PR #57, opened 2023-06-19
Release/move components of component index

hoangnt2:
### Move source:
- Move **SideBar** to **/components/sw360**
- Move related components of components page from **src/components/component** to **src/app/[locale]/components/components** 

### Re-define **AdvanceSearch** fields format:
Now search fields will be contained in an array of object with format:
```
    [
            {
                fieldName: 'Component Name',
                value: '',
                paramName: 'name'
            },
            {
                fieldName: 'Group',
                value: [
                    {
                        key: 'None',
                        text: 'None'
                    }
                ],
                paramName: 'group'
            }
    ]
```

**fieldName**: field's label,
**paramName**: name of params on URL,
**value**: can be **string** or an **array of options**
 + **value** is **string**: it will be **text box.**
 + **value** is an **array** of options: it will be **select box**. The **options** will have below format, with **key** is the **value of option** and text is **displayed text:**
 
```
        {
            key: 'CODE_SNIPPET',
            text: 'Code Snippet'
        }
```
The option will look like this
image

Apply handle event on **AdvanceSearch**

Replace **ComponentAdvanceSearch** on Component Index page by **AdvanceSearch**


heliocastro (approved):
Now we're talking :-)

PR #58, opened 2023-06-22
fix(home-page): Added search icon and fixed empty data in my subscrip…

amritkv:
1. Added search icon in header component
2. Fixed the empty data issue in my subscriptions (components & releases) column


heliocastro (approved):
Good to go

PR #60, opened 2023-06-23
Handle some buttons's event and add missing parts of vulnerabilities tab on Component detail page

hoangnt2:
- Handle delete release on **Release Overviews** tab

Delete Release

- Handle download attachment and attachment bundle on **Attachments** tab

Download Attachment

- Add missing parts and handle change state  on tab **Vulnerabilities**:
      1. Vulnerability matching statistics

--

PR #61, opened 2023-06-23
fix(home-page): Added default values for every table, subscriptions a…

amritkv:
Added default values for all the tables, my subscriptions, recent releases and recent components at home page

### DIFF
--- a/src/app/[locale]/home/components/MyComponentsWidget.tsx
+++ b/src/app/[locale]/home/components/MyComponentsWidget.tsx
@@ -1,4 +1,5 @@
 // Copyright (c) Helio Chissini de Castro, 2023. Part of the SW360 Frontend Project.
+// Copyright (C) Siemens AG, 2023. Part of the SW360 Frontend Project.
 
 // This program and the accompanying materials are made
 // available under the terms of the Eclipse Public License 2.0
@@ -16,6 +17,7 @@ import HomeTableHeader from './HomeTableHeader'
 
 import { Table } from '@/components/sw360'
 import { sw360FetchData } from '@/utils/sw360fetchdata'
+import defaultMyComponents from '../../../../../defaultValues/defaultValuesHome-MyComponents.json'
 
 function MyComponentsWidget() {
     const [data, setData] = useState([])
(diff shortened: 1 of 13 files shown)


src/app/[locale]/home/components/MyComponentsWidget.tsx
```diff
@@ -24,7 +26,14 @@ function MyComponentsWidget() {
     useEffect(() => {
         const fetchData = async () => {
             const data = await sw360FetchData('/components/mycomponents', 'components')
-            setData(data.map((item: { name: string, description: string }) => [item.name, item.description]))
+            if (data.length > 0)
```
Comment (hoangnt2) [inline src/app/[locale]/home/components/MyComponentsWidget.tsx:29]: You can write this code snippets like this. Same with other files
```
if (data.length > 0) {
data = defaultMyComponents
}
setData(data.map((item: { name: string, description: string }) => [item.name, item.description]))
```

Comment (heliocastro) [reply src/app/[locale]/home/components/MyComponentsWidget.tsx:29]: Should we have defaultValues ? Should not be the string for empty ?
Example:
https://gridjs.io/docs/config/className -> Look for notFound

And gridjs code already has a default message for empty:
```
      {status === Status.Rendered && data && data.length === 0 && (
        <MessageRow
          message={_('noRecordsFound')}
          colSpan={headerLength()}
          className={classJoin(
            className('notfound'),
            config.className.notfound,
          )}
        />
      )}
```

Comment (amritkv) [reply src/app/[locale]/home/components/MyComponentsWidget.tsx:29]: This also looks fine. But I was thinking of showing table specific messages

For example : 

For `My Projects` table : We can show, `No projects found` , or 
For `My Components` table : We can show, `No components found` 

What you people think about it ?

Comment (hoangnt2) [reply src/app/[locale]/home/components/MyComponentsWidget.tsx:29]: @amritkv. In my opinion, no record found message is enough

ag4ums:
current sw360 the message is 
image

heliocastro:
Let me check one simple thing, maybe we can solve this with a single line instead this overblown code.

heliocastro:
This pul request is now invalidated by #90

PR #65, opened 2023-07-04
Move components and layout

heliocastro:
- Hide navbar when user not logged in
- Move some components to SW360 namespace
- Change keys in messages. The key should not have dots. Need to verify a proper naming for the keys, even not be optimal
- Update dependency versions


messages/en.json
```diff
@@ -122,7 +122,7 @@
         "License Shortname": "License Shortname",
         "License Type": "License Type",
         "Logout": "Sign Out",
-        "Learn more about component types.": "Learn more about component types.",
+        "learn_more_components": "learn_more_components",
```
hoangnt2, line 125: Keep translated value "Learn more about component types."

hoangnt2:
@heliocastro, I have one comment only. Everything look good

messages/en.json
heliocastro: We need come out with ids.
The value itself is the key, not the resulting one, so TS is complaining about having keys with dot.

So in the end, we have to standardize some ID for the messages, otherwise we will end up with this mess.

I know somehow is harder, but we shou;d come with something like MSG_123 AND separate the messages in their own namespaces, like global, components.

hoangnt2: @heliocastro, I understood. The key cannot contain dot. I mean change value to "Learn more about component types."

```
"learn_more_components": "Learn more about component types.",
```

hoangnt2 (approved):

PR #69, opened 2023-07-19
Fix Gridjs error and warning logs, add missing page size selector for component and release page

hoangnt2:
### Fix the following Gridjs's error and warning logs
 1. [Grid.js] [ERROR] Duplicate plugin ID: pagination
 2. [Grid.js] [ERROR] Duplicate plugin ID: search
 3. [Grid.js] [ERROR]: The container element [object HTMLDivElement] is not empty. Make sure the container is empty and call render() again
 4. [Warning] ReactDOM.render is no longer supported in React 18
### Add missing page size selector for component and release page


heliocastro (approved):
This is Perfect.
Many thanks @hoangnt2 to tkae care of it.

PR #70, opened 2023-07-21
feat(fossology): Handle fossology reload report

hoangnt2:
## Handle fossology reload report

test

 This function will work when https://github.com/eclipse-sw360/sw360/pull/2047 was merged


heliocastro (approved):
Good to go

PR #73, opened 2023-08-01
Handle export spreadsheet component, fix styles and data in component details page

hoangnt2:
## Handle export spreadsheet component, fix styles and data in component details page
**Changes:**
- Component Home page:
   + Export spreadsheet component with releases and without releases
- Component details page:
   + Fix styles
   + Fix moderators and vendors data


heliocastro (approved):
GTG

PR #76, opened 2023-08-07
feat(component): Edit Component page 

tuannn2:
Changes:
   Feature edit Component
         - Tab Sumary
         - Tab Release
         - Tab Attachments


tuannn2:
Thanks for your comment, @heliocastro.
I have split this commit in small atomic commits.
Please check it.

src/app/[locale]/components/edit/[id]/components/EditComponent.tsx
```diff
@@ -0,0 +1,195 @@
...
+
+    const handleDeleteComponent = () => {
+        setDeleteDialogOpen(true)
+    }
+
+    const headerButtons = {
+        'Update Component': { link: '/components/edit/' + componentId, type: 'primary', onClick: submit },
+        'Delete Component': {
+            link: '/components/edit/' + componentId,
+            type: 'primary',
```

==

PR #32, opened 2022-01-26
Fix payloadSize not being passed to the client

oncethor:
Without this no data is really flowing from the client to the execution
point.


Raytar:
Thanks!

→ DESCRIPTION OF THE TASK: Find the line with "PR #57, opened 2023-06-19" in the material above. Reproduce it and each line after it up to and including the line with "### Re-define **AdvanceSearch**".

→ WORKED SOLUTION:
PR #57, opened 2023-06-19
Release/move components of component index

hoangnt2:
### Move source:
- Move **SideBar** to **/components/sw360**
- Move related components of components page from **src/components/component** to **src/app/[locale]/components/components** 

### Re-define **AdvanceSearch** fields format:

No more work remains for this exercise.